§ TASK REQUIREMENTS: Word for word, set down every line of the entries below from the line with "-1,12 +1,11 @@" to the line with "directory is provided.", including both, and no other line.

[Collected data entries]

===

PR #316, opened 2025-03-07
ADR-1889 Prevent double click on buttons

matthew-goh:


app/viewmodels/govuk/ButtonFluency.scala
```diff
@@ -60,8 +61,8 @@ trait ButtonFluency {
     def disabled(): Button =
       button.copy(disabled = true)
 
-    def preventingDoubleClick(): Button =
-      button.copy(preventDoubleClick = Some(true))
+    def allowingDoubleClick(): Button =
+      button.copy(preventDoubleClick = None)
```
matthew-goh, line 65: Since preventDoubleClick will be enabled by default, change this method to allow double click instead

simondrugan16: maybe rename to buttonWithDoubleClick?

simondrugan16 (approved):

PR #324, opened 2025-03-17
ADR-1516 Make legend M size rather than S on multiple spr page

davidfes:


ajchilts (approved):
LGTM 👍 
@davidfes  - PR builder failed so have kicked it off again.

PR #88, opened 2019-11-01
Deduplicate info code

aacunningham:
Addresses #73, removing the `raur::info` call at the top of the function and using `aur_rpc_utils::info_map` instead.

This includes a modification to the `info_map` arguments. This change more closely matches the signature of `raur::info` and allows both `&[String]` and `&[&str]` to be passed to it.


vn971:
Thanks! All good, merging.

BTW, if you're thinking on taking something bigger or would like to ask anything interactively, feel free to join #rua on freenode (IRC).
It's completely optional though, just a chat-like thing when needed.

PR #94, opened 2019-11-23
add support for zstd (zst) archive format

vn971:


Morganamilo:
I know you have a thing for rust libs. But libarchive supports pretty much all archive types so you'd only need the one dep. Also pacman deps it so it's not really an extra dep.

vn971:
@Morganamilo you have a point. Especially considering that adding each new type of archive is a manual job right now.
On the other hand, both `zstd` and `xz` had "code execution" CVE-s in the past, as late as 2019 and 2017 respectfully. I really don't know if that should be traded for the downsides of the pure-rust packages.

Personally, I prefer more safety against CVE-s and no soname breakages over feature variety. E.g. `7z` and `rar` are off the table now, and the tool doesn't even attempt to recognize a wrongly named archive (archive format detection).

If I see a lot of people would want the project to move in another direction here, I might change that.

===

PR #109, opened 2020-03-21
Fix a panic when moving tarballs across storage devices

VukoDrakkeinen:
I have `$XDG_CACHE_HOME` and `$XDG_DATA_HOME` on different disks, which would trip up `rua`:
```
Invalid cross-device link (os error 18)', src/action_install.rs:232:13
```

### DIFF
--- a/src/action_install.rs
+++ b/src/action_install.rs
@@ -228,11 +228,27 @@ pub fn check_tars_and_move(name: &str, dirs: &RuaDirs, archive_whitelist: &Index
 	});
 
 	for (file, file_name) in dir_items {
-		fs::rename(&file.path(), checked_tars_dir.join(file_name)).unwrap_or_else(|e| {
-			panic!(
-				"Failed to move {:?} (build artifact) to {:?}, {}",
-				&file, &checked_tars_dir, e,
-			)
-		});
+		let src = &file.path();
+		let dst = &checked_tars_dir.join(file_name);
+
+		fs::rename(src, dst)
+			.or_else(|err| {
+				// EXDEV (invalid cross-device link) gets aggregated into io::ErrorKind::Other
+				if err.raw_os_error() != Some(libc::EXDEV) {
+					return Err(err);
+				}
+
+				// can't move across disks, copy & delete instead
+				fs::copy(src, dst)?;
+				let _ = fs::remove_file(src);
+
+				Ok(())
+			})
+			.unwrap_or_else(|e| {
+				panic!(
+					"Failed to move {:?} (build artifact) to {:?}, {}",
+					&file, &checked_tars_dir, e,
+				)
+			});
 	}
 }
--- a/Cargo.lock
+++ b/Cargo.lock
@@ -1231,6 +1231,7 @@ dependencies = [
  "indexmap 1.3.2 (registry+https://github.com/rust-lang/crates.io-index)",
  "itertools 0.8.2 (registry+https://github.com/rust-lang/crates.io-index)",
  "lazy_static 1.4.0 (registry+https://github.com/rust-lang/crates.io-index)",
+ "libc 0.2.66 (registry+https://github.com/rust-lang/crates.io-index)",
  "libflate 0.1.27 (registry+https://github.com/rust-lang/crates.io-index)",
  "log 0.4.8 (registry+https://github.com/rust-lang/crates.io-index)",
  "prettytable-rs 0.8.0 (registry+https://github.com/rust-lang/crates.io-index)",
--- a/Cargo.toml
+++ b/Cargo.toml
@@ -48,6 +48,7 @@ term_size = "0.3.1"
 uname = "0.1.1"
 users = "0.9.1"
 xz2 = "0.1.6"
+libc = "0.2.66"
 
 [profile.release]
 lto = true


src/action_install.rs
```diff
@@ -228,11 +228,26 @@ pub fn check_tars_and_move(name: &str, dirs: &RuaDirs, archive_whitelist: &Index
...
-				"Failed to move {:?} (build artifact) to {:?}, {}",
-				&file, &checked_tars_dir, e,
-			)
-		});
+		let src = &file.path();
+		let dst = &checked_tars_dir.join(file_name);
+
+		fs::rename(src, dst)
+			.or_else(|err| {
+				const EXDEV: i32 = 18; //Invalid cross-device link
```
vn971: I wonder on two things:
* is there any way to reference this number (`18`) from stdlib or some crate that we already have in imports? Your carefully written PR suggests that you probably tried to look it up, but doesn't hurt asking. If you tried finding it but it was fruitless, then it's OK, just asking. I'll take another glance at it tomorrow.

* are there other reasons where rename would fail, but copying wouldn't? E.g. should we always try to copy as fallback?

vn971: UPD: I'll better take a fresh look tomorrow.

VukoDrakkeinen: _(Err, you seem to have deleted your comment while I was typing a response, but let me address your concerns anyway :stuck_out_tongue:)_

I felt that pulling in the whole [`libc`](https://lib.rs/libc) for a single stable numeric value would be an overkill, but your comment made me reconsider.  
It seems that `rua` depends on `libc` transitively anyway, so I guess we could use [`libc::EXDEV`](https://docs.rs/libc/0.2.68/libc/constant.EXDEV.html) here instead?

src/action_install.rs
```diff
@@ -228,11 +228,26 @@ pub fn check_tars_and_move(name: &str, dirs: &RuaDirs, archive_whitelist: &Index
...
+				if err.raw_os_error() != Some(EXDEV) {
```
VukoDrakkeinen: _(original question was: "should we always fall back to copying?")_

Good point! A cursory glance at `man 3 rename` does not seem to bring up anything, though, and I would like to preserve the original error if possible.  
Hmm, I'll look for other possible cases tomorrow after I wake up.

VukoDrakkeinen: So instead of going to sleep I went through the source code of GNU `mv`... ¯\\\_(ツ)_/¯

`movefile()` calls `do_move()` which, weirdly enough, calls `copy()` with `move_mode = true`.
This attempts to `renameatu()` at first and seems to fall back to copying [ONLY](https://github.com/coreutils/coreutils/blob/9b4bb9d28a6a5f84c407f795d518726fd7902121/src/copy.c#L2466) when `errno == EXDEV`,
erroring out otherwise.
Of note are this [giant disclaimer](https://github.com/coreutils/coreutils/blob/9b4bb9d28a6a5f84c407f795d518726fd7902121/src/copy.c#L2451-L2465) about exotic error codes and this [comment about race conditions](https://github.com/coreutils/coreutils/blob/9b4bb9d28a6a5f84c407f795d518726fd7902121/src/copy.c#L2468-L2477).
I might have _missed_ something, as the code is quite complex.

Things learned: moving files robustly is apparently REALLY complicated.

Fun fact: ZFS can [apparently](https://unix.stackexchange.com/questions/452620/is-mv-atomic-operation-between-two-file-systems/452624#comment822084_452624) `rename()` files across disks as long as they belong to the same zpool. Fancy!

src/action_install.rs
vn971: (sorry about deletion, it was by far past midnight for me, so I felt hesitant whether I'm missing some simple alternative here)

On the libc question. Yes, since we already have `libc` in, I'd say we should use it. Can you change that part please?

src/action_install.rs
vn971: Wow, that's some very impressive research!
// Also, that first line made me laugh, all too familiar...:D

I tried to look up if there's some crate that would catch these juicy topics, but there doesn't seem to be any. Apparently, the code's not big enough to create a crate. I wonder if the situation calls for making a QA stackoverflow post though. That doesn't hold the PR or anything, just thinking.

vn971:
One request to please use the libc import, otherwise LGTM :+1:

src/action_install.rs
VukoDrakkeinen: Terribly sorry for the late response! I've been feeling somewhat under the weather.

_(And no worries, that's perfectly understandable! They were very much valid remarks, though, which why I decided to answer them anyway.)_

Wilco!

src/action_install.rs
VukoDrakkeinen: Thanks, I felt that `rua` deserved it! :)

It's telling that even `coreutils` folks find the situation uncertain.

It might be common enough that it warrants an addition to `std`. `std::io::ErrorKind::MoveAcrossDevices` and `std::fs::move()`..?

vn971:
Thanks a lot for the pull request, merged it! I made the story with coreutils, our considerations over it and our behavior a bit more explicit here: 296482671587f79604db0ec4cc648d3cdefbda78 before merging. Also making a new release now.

===

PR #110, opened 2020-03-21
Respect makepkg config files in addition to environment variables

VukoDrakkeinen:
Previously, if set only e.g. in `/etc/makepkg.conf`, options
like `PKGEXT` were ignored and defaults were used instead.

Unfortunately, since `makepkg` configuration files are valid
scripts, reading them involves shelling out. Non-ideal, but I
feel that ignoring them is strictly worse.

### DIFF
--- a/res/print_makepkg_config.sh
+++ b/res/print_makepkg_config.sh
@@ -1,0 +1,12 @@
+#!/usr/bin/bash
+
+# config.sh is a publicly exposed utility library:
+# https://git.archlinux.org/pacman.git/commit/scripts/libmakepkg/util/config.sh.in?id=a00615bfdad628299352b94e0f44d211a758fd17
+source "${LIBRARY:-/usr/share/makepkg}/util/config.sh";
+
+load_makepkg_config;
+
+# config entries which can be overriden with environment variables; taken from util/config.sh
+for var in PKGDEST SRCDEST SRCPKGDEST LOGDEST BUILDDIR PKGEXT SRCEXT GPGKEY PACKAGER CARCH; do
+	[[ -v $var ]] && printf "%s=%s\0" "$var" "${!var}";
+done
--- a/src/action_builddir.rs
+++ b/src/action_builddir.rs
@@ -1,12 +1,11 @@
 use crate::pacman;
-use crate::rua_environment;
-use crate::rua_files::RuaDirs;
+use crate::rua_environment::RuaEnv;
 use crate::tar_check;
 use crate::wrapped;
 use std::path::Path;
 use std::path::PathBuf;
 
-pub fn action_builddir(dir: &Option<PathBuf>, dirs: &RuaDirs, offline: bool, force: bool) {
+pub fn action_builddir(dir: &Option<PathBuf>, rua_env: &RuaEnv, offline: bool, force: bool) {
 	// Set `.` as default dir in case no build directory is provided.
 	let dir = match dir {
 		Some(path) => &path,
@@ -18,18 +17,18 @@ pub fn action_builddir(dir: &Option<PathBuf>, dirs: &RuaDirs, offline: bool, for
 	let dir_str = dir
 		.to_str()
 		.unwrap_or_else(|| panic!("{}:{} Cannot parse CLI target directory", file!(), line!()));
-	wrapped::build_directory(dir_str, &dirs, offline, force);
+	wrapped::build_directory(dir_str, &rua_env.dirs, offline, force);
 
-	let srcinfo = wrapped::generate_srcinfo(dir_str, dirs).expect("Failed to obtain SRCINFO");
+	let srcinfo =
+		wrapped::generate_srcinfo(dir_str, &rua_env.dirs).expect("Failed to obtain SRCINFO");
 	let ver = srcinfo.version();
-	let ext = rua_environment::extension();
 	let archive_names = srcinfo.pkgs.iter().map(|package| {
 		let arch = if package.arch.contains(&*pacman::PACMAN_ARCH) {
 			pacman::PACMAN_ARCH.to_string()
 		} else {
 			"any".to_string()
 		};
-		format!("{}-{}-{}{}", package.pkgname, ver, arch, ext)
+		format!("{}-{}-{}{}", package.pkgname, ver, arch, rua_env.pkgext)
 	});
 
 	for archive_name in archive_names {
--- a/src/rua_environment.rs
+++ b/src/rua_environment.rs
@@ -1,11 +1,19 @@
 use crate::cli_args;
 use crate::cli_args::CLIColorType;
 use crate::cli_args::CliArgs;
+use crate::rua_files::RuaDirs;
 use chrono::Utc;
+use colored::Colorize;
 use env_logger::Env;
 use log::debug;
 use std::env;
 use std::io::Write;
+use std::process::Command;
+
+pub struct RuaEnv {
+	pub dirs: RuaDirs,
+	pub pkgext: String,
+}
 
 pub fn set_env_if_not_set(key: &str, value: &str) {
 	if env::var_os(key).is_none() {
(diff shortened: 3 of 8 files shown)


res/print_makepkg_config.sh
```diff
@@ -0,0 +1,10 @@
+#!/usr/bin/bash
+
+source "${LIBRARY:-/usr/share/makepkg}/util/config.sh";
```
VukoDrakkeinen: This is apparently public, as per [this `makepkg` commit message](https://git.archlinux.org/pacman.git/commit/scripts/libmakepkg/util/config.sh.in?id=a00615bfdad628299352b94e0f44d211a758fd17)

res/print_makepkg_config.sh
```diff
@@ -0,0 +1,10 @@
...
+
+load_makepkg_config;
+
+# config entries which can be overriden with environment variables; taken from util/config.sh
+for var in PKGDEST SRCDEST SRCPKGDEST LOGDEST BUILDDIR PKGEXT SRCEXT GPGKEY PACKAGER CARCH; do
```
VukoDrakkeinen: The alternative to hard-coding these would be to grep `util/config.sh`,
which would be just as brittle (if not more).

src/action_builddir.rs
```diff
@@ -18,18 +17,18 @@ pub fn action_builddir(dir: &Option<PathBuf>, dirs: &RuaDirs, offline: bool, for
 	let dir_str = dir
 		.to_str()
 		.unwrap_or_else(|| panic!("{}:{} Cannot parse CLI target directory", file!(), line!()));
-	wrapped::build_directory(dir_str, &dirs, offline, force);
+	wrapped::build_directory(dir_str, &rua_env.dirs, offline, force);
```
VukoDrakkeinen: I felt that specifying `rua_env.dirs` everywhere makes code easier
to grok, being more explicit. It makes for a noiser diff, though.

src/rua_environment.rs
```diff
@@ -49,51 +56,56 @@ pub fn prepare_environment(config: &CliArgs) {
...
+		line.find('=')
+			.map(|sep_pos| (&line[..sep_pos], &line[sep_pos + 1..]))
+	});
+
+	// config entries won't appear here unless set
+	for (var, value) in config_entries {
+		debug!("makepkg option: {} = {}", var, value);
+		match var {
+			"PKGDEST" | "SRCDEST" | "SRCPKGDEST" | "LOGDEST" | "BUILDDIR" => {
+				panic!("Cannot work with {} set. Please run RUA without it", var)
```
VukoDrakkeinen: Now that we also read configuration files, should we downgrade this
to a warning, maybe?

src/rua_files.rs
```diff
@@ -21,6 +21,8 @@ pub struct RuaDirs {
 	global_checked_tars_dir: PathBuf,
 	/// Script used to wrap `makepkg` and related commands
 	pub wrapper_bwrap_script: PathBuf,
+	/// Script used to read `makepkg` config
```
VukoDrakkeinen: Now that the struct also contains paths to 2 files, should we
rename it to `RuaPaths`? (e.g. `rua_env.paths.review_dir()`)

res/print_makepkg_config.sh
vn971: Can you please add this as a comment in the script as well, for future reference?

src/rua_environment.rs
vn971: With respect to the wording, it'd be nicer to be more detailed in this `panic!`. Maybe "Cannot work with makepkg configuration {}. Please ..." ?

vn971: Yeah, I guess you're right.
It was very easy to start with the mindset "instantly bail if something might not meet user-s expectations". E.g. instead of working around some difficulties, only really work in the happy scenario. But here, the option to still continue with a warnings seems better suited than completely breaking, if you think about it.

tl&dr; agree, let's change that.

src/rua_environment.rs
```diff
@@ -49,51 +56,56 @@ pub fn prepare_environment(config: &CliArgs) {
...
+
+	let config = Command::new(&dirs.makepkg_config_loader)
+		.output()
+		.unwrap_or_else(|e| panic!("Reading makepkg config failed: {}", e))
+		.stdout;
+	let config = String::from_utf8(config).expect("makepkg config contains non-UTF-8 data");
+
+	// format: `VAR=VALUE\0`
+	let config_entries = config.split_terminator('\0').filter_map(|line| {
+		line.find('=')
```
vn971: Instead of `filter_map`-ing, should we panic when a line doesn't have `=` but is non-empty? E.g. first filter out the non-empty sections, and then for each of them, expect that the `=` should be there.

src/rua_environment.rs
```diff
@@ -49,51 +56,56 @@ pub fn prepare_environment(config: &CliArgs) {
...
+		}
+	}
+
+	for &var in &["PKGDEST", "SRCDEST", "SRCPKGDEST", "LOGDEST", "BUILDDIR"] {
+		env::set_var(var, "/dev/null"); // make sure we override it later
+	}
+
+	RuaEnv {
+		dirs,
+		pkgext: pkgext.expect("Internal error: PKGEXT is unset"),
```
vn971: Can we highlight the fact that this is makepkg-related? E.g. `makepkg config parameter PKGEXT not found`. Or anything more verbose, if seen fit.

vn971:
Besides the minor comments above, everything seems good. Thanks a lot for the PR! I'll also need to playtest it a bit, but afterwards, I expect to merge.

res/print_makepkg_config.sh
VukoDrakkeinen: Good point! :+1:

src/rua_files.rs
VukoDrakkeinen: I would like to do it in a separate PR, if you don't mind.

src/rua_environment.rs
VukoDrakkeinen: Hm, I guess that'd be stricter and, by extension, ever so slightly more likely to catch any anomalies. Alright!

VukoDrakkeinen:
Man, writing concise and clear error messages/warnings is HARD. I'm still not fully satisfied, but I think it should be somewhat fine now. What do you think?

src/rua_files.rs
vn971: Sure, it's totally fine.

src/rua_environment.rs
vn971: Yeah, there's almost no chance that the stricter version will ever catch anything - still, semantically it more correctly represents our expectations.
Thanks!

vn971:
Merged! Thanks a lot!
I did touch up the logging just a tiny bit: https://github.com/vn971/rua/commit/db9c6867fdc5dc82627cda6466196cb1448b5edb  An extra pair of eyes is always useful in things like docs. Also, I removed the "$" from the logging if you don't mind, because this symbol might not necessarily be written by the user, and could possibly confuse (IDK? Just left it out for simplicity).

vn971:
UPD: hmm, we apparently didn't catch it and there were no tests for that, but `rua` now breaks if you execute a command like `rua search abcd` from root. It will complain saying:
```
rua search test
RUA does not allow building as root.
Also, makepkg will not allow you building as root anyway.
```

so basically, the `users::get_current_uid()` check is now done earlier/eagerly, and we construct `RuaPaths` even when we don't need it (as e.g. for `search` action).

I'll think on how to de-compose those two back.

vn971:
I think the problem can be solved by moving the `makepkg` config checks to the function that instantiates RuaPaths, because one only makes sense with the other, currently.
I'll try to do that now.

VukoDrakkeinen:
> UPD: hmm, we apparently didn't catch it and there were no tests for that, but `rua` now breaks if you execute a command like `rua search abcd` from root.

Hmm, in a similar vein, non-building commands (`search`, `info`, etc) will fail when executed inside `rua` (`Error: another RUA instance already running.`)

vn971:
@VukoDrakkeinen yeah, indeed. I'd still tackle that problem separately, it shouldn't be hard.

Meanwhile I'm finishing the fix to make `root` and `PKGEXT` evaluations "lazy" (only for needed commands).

===

§ TASK ANSWER:
@@ -1,12 +1,11 @@
 use crate::pacman;
-use crate::rua_environment;
-use crate::rua_files::RuaDirs;
+use crate::rua_environment::RuaEnv;
 use crate::tar_check;
 use crate::wrapped;
 use std::path::Path;
 use std::path::PathBuf;
 
-pub fn action_builddir(dir: &Option<PathBuf>, dirs: &RuaDirs, offline: bool, force: bool) {
+pub fn action_builddir(dir: &Option<PathBuf>, rua_env: &RuaEnv, offline: bool, force: bool) {
 	// Set `.` as default dir in case no build directory is provided.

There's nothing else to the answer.